By applying the Pythagoras theorem which can be stated as: ${{h}^{2}}={{b}^{2}}+{{p}^{2}}$
On putting h = x and p = y,
The base of the right-angled triangle is:
$\begin{align}
  & {{x}^{2}}={{b}^{2}}+{{y}^{2}} \\
 & {{b}^{2}}={{x}^{2}}-{{y}^{2}} \\
 & \therefore b=\sqrt{{{x}^{2}}-{{y}^{2}}} \\
\end{align}$
Then, the area of the triangle $=\dfrac{1}{2}\times base\times height$
Area of the triangle $=\dfrac{1}{2}\times \sqrt{{{x}^{2}}-{{y}^{2}}}\times y$
But it is given,
 $\begin{align}
  & x+y=p \\
 & \therefore x=p-y \\
\end{align}$
Putting the value of x in the area of the right-angle triangle,
$\begin{align}
  & \text{Area}=\dfrac{1}{2}\times \sqrt{{{\left( p-y \right)}^{2}}-{{y}^{2}}}\times y \\
 & \text{Area}=\dfrac{1}{2}\times y\sqrt{{{p}^{2}}+{{y}^{2}}-2py-{{y}^{2}}} \\
 & \text{Area}=\dfrac{1}{2}\times y\times \sqrt{{{p}^{2}}-2py} \\
\end{align}$
Squaring both the sides, we get:
$\begin{align}
  & {{\left( \text{Area} \right)}^{2}}=\dfrac{1}{4}\times {{y}^{2}}\times \left( {{p}^{2}}-2py \right) \\
 & {A}'=\dfrac{1}{4}\times {{y}^{2}}\times \left( {{p}^{2}}-2py \right) \\
 & {A}'=\dfrac{1}{4}{{p}^{2}}{{y}^{2}}-\dfrac{1}{2}p{{y}^{3}} \\
\end{align}$
For maximum area and minimum area,
$\begin{align}
  & \dfrac{d{A}'}{dy}=0 \\
 & \dfrac{d{A}'}{dy}=\dfrac{1}{4}\times 2{{p}^{2}}y-\dfrac{1}{2}\times 3p{{y}^{2}} \\
 & \dfrac{d{A}'}{dy}=\dfrac{1}{2}{{p}^{2}}y-\dfrac{3}{2}p{{y}^{2}} \\
 & \dfrac{1}{2}{{p}^{2}}y=\dfrac{3}{2}p{{y}^{2}} \\
 & y=\dfrac{p}{3} \\
 & x=p-y \\
 & x=p-\dfrac{p}{3}=\dfrac{2p}{3} \\
\end{align}$
For checking the area maximum,
$\begin{align}
  & \dfrac{{{d}^{2}}{A}'}{d{{y}^{2}}}=\dfrac{d}{dy}\left( \dfrac{1}{4}\times 2{{p}^{2}}y-\dfrac{1}{2}\times 3p{{y}^{2}} \right) \\
 & \dfrac{{{d}^{2}}{A}'}{d{{y}^{2}}}=\dfrac{1}{2}{{p}^{2}}-\dfrac{1}{2}\times 3p\times 2y \\
 & \dfrac{{{d}^{2}}{A}'}{d{{y}^{2}}}=\dfrac{1}{2}{{p}^{2}}-3py \\
\end{align}$
Putting $y=\dfrac{p}{3}$, we get
$\begin{align}
  & \dfrac{{{d}^{2}}{A}'}{d{{y}^{2}}}=\dfrac{1}{2}{{p}^{2}}-3py \\
 & \Rightarrow \dfrac{1}{2}{{p}^{2}}-3p\left( \dfrac{p}{3} \right) \\
 & \Rightarrow \dfrac{1}{2}{{p}^{2}}-{{p}^{2}} \\
 & \Rightarrow -\dfrac{1}{2}{{p}^{2}} \\
 & \therefore \dfrac{{{d}^{2}}{A}'}{d{{y}^{2}}}<0 \\
\end{align}$
Here, the area of the triangle is maximum when
$x=\dfrac{2p}{3}\text{ and }y=\dfrac{p}{3}$
Cosine of the right-angle triangle is the ratio of base to hypotenuse.
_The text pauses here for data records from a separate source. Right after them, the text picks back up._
PR #31221, opened 2025-05-14
fix(core): prefer vertical layout categorically if there are less tha…

FrozenPandaz:
…n 75 characters of width

## Current Behavior

Auto layout is always based on an aspect ratio which lead to horizontal layout even when there is very little horizontal space.

## Expected Behavior

Auto layout prefers vertical layout with less than 75 characters of width which will allow 50 characters (75 * 2/3) for terminal output. It should be enough to show a URL in most cases:

image
image

## Related Issue(s)

Fixes #


AgentEnder (approved):

JamesHenry (dismissed):
It makes sense, we can definitely refine the auto detection a lot further, the initial work just got the "plumbing" in place. Please add a snapshot test for this

PR #31249, opened 2025-05-16
fix(core): ensure that global nx works with dot-nx workspace after init

jaysoo:
This PR fixes an issue with the global `nx` command, where running `nx init` in a non-JS folder (i.e. using dot-nx setup) results in a workspace that doesn't work with the global command.

e.g.

```
brew install nx
cd some-java-project
nx init
nx report
```

https://www.loom.com/share/e8dbb2fb7a084300a4dd1e5dff2c0db1

## Current Behavior
`nx report` or any other command fails

## Expected Behavior
`nx` commands should work

## Related Issue(s)

Fixes #


FrozenPandaz (approved):

gioragutt:
@jaysoo random question 😅 why does your change fix this? Does running the local version of NX like this perform some side-effect that then makes the global version work properly?

PR #31294, opened 2025-05-21
chore(angular): ensure e2es with rspack builds are minimized

Coly010:
## Current Behavior
The e2e tests running Angular Rspack are not having their builds minimized currently.

## Expected Behavior
Ensure `NODE_ENV=production` is set when calling the build commands

### DIFF
--- a/e2e/angular/src/module-federation.rspack.test.ts
+++ b/e2e/angular/src/module-federation.rspack.test.ts
@@ -46,7 +46,7 @@ describe('Angular Module Federation', () => {
     let rspackConfigFileContents = readFile(join(hostApp, 'rspack.config.ts'));
     let updatedConfigFileContents = rspackConfigFileContents.replace(
       `maximumError: '1mb'`,
-      `maximumError: '11mb'`
+      `maximumError: '3mb'`
     );
     updateFile(join(hostApp, 'rspack.config.ts'), updatedConfigFileContents);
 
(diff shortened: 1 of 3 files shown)


e2e/angular/src/module-federation.rspack.test.ts
```diff
@@ -43,23 +43,23 @@ describe('Angular Module Federation', () => {
...
-      `maximumError: '1mb'`,
-      `maximumError: '11mb'`
-    );
-    updateFile(join(hostApp, 'rspack.config.ts'), updatedConfigFileContents);
+    // let rspackConfigFileContents = readFile(join(hostApp, 'rspack.config.ts'));
+    // let updatedConfigFileContents = rspackConfigFileContents.replace(
+    //   `maximumError: '1mb'`,
+    //   `maximumError: '11mb'`
+    // );
+    // updateFile(join(hostApp, 'rspack.config.ts'), updatedConfigFileContents);
```
leosvelperez, line 51: Should we remove this?

e2e/angular/src/module-federation.rspack.test.ts
```diff
@@ -43,23 +43,23 @@ describe('Angular Module Federation', () => {
...
-      `maximumError: '1mb'`,
-      `maximumError: '11mb'`
-    );
-    updateFile(join(remoteApp1, 'rspack.config.ts'), updatedConfigFileContents);
+    // rspackConfigFileContents = readFile(join(remoteApp1, 'rspack.config.ts'));
+    // updatedConfigFileContents = rspackConfigFileContents.replace(
+    //   `maximumError: '1mb'`,
+    //   `maximumError: '11mb'`
+    // );
+    // updateFile(join(remoteApp1, 'rspack.config.ts'), updatedConfigFileContents);
```
leosvelperez, line 62: Should we remove this?

leosvelperez (approved):

e2e/angular/src/module-federation.rspack.test.ts
Coly010: I will - I just want to verify with MF that the budget does not need to change first because the MF runtime will be injected into the entrypoint(s)

PR #31321, opened 2025-05-23
feat(nx-dev): add PHP landing page

jaysoo:
This PR adds a `/php` landing page that will eventually be used to promote PHP support via `@nx/php`.


jaysoo:
Closing until we figure out a strategy around this.

PR #31372, opened 2025-05-28
fix(rspack): Add missing return for rspack composoable plugin

nadavshatz:
This was broken in https://github.com/nrwl/nx/pull/29691

it's missing this return.

### DIFF
--- a/packages/rspack/src/utils/read-rspack-options.ts
+++ b/packages/rspack/src/utils/read-rspack-options.ts
@@ -20,9 +20,8 @@ export async function readRspackOptions(
   const resolveConfig = async (
     config: unknown
   ): Promise<Configuration | Configuration[]> => {
-    let resolvedConfig: Configuration;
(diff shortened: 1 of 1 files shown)


ndcunningham (changes requested):
Hey, thanks for the PR!

Can we instead return here: https://github.com/nrwl/nx/blob/1f0acc6cd31c26ba88eb8bfefe378e1e5aa4ca0c/packages/rspack/src/utils/read-rspack-options.ts#L25

and remove https://github.com/nrwl/nx/blob/1f0acc6cd31c26ba88eb8bfefe378e1e5aa4ca0c/packages/rspack/src/utils/read-rspack-options.ts#L23

nadavshatz:
sure thing - was trying to do the least amount of changes. but i agree this is nicer. on it

ndcunningham (approved):

PR #31395, opened 2025-05-30
docs(core): add cacheKeyPrefix option to s3 remote cache options for cache organization flexibility

ndcunningham:
This pull request updates the documentation for the S3 cache plugin to introduce the `cacheKeyPrefix` setting. 

This new option allows users to add a prefix to cache keys, enabling better organization and separation of cached data across projects and environments.


Coly010:
Given docs refactor, I'm going to close this PR. If we need it we can reopen correctly

PR #31414, opened 2025-06-01
feat(repo): Add golden list of projects to our Nightly CI

ndcunningham:
This pull request introduces several updates to the CI/CD workflows and matrix configuration files. 

The aim is to highlight critical Nx failures contained in each project for maintainers to address.

### Changes
- Improvements to workflow caching.
- Improvements to macOS simulator handling.
- Updates to Slack notifications.
- Update matrix data processing for golden projects. 
- Support for Windows has been temporarily disabled due to build issues.


.github/workflows/e2e-matrix.yml
```diff
@@ -36,8 +37,8 @@ jobs:
             node_version: 22
           # - os: macos-latest
           #   node_version: 23
-          - os: windows-latest
-            node_version: 22
+          # - os: windows-latest
```
jaysoo: It'd be great to fix up the Gradle issue in this PR, but if not there should be a `TODO` comment and a fast-follow on it so we're not missing Windows in nightlies. @xiongemi can help out

.github/workflows/nightly/process-matrix.ts
```diff
@@ -69,7 +71,8 @@ const matrix: Array<{
   package_manager: string,
   os: string,
   os_name: string,
-  os_timeout: number
+  os_timeout: number,
+  isGolden?: boolean,
```
jaysoo: Nit: since the pipeline files and existing keys use underscores, we should use `is_golden`.

We should also explain what this property does somewhere in this file.

.github/workflows/nightly/process-result.ts
```diff
@@ -0,0 +1,192 @@
+import * as fs from 'fs';
+
+interface MatrixResult {
```
jaysoo: This is the same interface as before, right? We can use it again here.

.github/workflows/nightly/process-result.ts
```diff
@@ -0,0 +1,192 @@
...
+    Object.entries(results).forEach(([key, value]) => {
+      setOutput(key, value);
+    });
+  } catch (error) {
+    console.error('Error processing results:', error);
+    process.exit(1);
+  }
+}
+
+export { processResults, MatrixResult, ProcessedResults };
```
jaysoo: I don't think these are imported anywhere? I would remove them and then we can remove the `require.main` check since it's assumed this is a script to be run, and there are no exports.

.github/workflows/e2e-matrix.yml
ndcunningham: Added TODO also assigned a task for @xiongemi to follow-up

FrozenPandaz (approved):

PR #31427, opened 2025-06-02
feat(core): migrate to pnpm 10

ndcunningham:
- Added .pnpmrc for pnpm 10 configuration, enabling peer dependencies and lifecycle scripts.
- Updated package.json to reflect pnpm version change to 10.11.1 and added onlyBuiltDependencies.
- Update pipelines to reflect pnpm version update to 10.11.1

## Upgrading your pnpm version
Now to upgrade your `pnpm` version you can run `pnpm migrate-to-pnpm-version 10`. Which would upgrade your `pnpm` and it will run the upgrade script.

Later on if you want to upgrade to pnpm v11 you can run `pnpm migrate-to-pnpm-version 11`.
Additionally, if you just want to upgrade to the version that is inside of `package.json` you would run
`pnpm migrate-to-pnpm-version` without passing in a major version.

### DIFF
--- a/.github/workflows/ci.yml
+++ b/.github/workflows/ci.yml
@@ -59,7 +59,7 @@ jobs:
       - uses: pnpm/action-setup@v4
         name: Install pnpm
         with:
-          version: 9.8.0
+          version: 10.11.1
           run_install: false
 
       - uses: actions/setup-node@v4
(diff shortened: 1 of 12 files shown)


scripts/migrate-to-pnpm-10.js
```diff
@@ -0,0 +1,110 @@
+#!/usr/bin/env node
+
+const { execSync } = require('child_process');
```
FrozenPandaz: Read the target version from `package.json` so that this can take it and do the rest.

FrozenPandaz (changes requested):

FrozenPandaz (approved):

PR #31444, opened 2025-06-03
fix(webpack): handle package.json exports field for non-buildable libs

Coly010:
Current Behavior
The webpack and rspack plugins for handling non-buildable libraries don't properly process the exports field in package.json. They incorrectly assume libraries have only a single entry point, typically through a barrel file (index.ts).

When a library defines multiple export paths using the exports field (e.g., "./*": "./src/*.ts"), the plugins fail to generate the correct allowlist patterns for webpack externals. This causes build failures when trying to use non-buildable libraries that expose multiple entry points without barrel files.

Expected Behavior
The webpack and rspack plugins should properly parse the exports field from package.json and generate appropriate allowlist patterns for all exported subpaths. This includes:

Handling wildcard patterns ("./*": "./src/*.ts")
Processing conditional exports (import/require/development)
Supporting exact subpath exports ("./utils": "./src/utils.ts")
Escaping special characters in package names for regex patterns
Gracefully falling back to reading package.json directly when metadata is unavailable

### DIFF
--- a/packages/rspack/src/plugins/utils/get-non-buildable-libs.spec.ts
+++ b/packages/rspack/src/plugins/utils/get-non-buildable-libs.spec.ts
@@ -1,0 +1,154 @@
+import { logger } from '@nx/devkit';
+import { createAllowlistFromExports } from './get-non-buildable-libs';
+
+describe('createAllowlistFromExports', () => {
+  beforeEach(() => {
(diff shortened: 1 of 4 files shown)


Coly010:
@claude provide a good description for this PR

leosvelperez (approved):

PR #34450, opened 2026-02-13
docs(nx-dev): tech intro page structure improvements

barbados-clemens:
Work on making a tech intro pages more consistent with each other and focus on "answering the 80%" for the given technology.

Focusing on 
- Angular
- Maven/Gradle
- TS
- Vite
- Vitest/Jest

The changes are based around answering the following, where each "category" of page might have a different set of depth for the answer.

1. Why do I want to use this plugin?
  - Plugins are considered fully optional and are aimed at providing better DX for a technology, such as inferred setup, generators, migrations.
  - some plugins (like TSC) might have special call outs in some of this, but generally the same for all plugins.
2. How do I use this plugin in my workspace?
  - also pretty commonly the "same" for all plugins in terms of "setup"
  - where they differ is mostly for frameworks, e.g. Angular, React. You're looking at setting up a project to use these tools
  - For Build/Test tools you're looking at adding to an existing project, or converting from one to another. 
    - Build/Test tools are "means to an end", so should callout if the goal is tool + framework in a "new" context point to the framework based plugin page. Otherwise, show adding to an existing project like React project. 
3. What do I need to know about using this plugin?
  - understanding finer details of a plugin options, e.g. buildable & publishable
  - extra generators for the plugin. e.g. "convert-to-swc"
  - generally I like the idea of having a "CI considerations" where we talk about CI setups that can help, e.g. options or batch mode etc.

closes DOC-407


astro-docs/src/content/docs/technologies/angular/introduction.mdoc
```diff
@@ -1,123 +1,142 @@
...
-- Executors providing extra capabilities on top of the Angular Devkit builders:
-  - Provide ESBuild plugins
-  - Provide custom webpack configurations
-- Utilities for automatic workspace refactoring
-
-{% aside type="note" title="Currently using the Angular CLI?" %}
-You can easily and mostly **automatically migrate from an Angular CLI** project to Nx! Learn
-more [here](/docs/technologies/angular/migration/angular).
-{% /aside %}
+[Angular](https://angular.dev) is a framework for building web applications. Nx has first party support for Angular projects. If you're familar with the Angular CLI, `ng`, then Nx CLI will feel very familiar.
```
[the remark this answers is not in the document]
barbados-clemens: Fixed in 002f2227bc — corrected 'familar' → 'familiar'.

astro-docs/src/content/docs/technologies/typescript/introduction.mdoc
```diff
@@ -1,35 +1,61 @@
...
+description: Manage TypeScript and JavaScript libraries in your Nx workspace with automatic typechecking, builds via TSC or SWC, and support for project references and package manager workspaces.
+keywords: [typescript, javascript, js, ts]
 sidebar:
   label: Introduction
   order: 1
 filter: 'type:References'
 ---
 
-The JS plugin contains executors and generators that are useful for JavaScript/TypeScript projects in an Nx workspace.
+The TypeScript plugin for Nx, `@nx/js`, provides [generators for creating TypeScript and JavaScript projects](#generate-and-manage-typescript-libraries), and the `@nx/js/typescript` plugin automatically infers [`typecheck` and `build` tasks](#how-nxjstypescript-infers-tasks) for your projects using package manager workspaces and TypeScript project references. Maintaining TypeScript project references in a monorepo can be cumbersome, the `@nx/js` plugin comes with a [sync generator](/docs/concepts/sync-generators) to automatically upkeep these references.
```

In our figure, hypotenuse = x and base = y, so
$\begin{align}
  & \cos \theta =\dfrac{y}{x} \\
 & \cos \theta =\dfrac{\dfrac{p}{3}}{2\times \dfrac{p}{3}} \\
 & \cos \theta =\dfrac{1}{2} \\
\end{align}$
Therefore, the value of $\cos \theta $ is $\dfrac{1}{2}$, when $\theta =\dfrac{\pi }{3}$.
Hence, the area is maximum if the angle between the hypotenuse and the side is $\dfrac{\pi }{3}$.

 Note: Students must be careful while applying the condition for maximum area. They must use the concept of the second derivative to prove that the area is maximum at the particular value of y. This is the key step and it should not be avoided as most people avoid the second derivative and proceed after the result obtained in the first derivative only.